Wow! Pretty bike, great pictures, and a nice story. I especially love the color! Thanks for sharing. That first shot looks like a catalog shot.

MB- it was Salsa Luma with the Moda.


----------



## yo-Nate-y (Mar 5, 2009)

Love it. Santanas are great---and the feminist blue looks great.


----------



## girlonbike (Apr 24, 2008)

Um....I know I tend to skim over the words and go straight to the pretty pictures but I don't see the rigid forks in your original package and didn't see anywhere where you mention finding another in same condition and color? How did that come about?


----------



## rockcrusher (Aug 28, 2003)

OMG when I saw the first Moda in MBA back in the day that was the bike I wanted.
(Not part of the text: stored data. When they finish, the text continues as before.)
PR #358, opened 2016-08-15
Implement display __Deprecated attributes

### LINKED ISSUE #129: Handle __Deprecated annotations

SiebelsTim:
fixes #129

### DIFF
--- a/src/api-gen/FunctionMarkdownBuilder.php
+++ b/src/api-gen/FunctionMarkdownBuilder.php
@@ -40,6 +40,7 @@ final class FunctionMarkdownBuilder {
       "\n\n",
       [
         $this->getHeading(),
+        $this->getDeprecation(),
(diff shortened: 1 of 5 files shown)


fredemmott:
Can you add something to the tests for this?

SiebelsTim:
@fredemmott Do we have any tests for similar things? Such as if a method is static.

fredemmott:
No, just that some example pages load; would still be good to add to APIPagesTest though.

SiebelsTim:
Is this enough?

simonwelsh:
This doesn't handle a sample rate set as part of the annotation.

I got a catalog from them and dreamed about that bike forever. Heck each bike I have purchased since has been in essence that bike. It was an evolution from the asian made Ritchey ultra I had (that was stolen while in a friends care, sadly). Fillet, handmade, steel, gorgeous paint and a certain cache that just wasn't achievable in the then environment of handmade bikes IMO.
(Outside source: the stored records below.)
PR #359, opened 2016-08-16
Simplify __Deprecated handling

SiebelsTim:
and also fix when using $sample_rate

This shouldn't change the output we generate as hhvm's codebase does
not use $sample_rate. However it simplifies the code :)

refs #358


SiebelsTim:
As always Simon found a mistake in my code :P 

This shouldn't affect the generated output, so (assuming this gets merged) this doesn't need a push.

Thanks for posting that, I still lust after that bike even after all these years!


----------



## Shogun700 (Jun 15, 2009)

'Feminist Blue'-awesome.  I've been calling it sky blue to preserve my manhood.

girlonbike, the fork came with the bike, they are both stamped 'JSM 50'.


----------



## ~martini~ (Dec 20, 2003)

Those are one of the prettiest bikes out there. This one looks so much better with the rigid fork too.


----------



## Shogun700 (Jun 15, 2009)

rockcrusher said:


> OMG when I saw the first Moda in MBA back in the day that was the bike I wanted. I got a catalog from them and dreamed about that bike forever. Heck each bike I have purchased since has been in essence that bike. It was an evolution from the asian made Ritchey ultra I had (that was stolen while in a friends care, sadly). Fillet, handmade, steel, gorgeous paint and a certain cache that just wasn't achievable in the then environment of handmade bikes IMO.
> 
> Thanks for posting that, I still lust after that bike even after all these years!
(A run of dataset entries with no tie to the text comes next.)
PR #4385, opened 2019-08-21
Remove-duplication-in-Dictionary

jecisc:
Remove duplicated code in Dictionary


MarcusDenker:
It is really strange that git thinks that Dictionary is Binary...

MarcusDenker:
there is a conflict now

jecisc:
@MarcusDenker Removing the non ascii character worked!

MarcusDenker:
at:put: is used a lot... a benchmark would be interesting

src/Collections-Unordered/Dictionary.class.st
```diff
@@ -320,16 +320,11 @@ Dictionary >> at: key ifPresent: aPresentBlock ifAbsentPut: anAbsentBlock [
...
 	"Set the value at key to be anObject.  If key is not found, create a
 	new entry for key and set is value to anObject. Answer anObject."
 
-	| index assoc |
-	index := self findElementOrNil: key.
-	assoc := array at: index.
-	assoc
-		ifNil: [self atNewIndex: index put: (Association key: key value: anObject)]
-		ifNotNil: [assoc value: anObject].
+	self add: (Association key: key value: anObject).
```
juliendelplanque, line 327: Out of curiosity, why not using :
```suggestion
	self add: key -> anObject.
```

So there is no direct dependency on the Association class?

juliendelplanque (approved):
Looks nice.

src/Collections-Unordered/Dictionary.class.st
VincentBlondeau: #-> does reference Association. So it will not change anything. But another issue it that -> is made to be used by the user library.

VincentBlondeau, line 327: ` . ^anObject`
is missing at the end.

VincentBlondeau (changes requested):

MarcusDenker:
i still wonder about performance: #at:put: needs to be fast...

at:put: now:
	assoc
		ifNil: [self atNewIndex: index put: (Association key: key value: anObject)]
		ifNotNil: [assoc value: anObject].

vs. add:
	element
		ifNil: [ self atNewIndex: index put: anAssociation ]
		ifNotNil: [ element value: anAssociation value ].

means that if we call at:put: on an existing entry, we right now do *not* create an association object, 
but with the new code we would do that.

Ducasse:
We should bench it. And for now I would not change.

No problem! Sorry about your Ultra... Strangely enough, the bike that put me on the path to this one aesthetically is the Schwinn Cimarron, it has a very similar top-tube shape and fillet brazing that I really liked. Of course this takes that concept to another level entirely, but the humble Schwinn pointed me in this direction.


----------



## rockcrusher (Aug 28, 2003)

Shogun700 said:


> No problem! Sorry about your Ultra... Strangely enough, the bike that put me on the path to this one aesthetically is the Schwinn Cimarron, it has a very similar top-tube shape and fillet brazing that I really liked. Of course this takes that concept to another level entirely, but the humble Schwinn pointed me in this direction.


Ah yes the Cimmaron, I had completely forgotten about those, I can see how that could lead to this.


----------



## girlonbike (Apr 24, 2008)

rockcrusher said:


> (that was stolen while in a friends care, sadly)


I try to keep a mid level production bike because of that. I have friends come over and see all my bikes lounging around everywhere and don't hesitate to ask to borrow one for whatever reason, not knowing anything about them. I can't seem to say no. 

Anyhow, I've sold off all my production bikes so now I'm in trouble.


----------



## crconsulting (Apr 11, 2004)

Oh my!! what a treat!! Needle in a haystack!!

Such a beautiful bike.  

I love the brazing on those and the color is phenomenal :thumbsup: 

Great work and congratulations on an awesome score.....


----------



## benwitt11 (May 1, 2005)

Gorgeous bike and awesome paint! I'm such a sucker for fillet brazing. Wonderful parts choices as well sir.


----------



## jeff (Jan 13, 2004)

Stunning.


----------



## Shogun700 (Jun 15, 2009)

Thanks for all the kind words folks. :thumbsup:

I hope I'm not doing the bike an injustice, but I really plan on riding it as it was intended as opposed to just cruising about and 'preserving' it, so to speak. Anyone have suggestions about how to keep the paint from getting rock chips and such? I know it's inevitable but listening to the stones whack the bottom of the downtube makes me cringe, I'd like to feel like I at least tried to prevent it. I have a couple coats of wax on there now, anything else I can do?


----------



## yo-Nate-y (Mar 5, 2009)

3M tape
http://solutions.3m.com/wps/portal/3M/en_US/Scotchgard_Paint_Protection/Film/


----------



## colker1 (Jan 6, 2004)

Shogun700 said:


> Thanks for all the kind words folks. :thumbsup:
> 
> I hope I'm not doing the bike an injustice, but I really plan on riding it as it was intended as opposed to just cruising about and 'preserving' it, so to speak. Anyone have suggestions about how to keep the paint from getting rock chips and such? I know it's inevitable but listening to the stones whack the bottom of the downtube makes me cringe, I'd like to feel like I at least tried to prevent it. I have a couple coats of wax on there now, anything else I can do?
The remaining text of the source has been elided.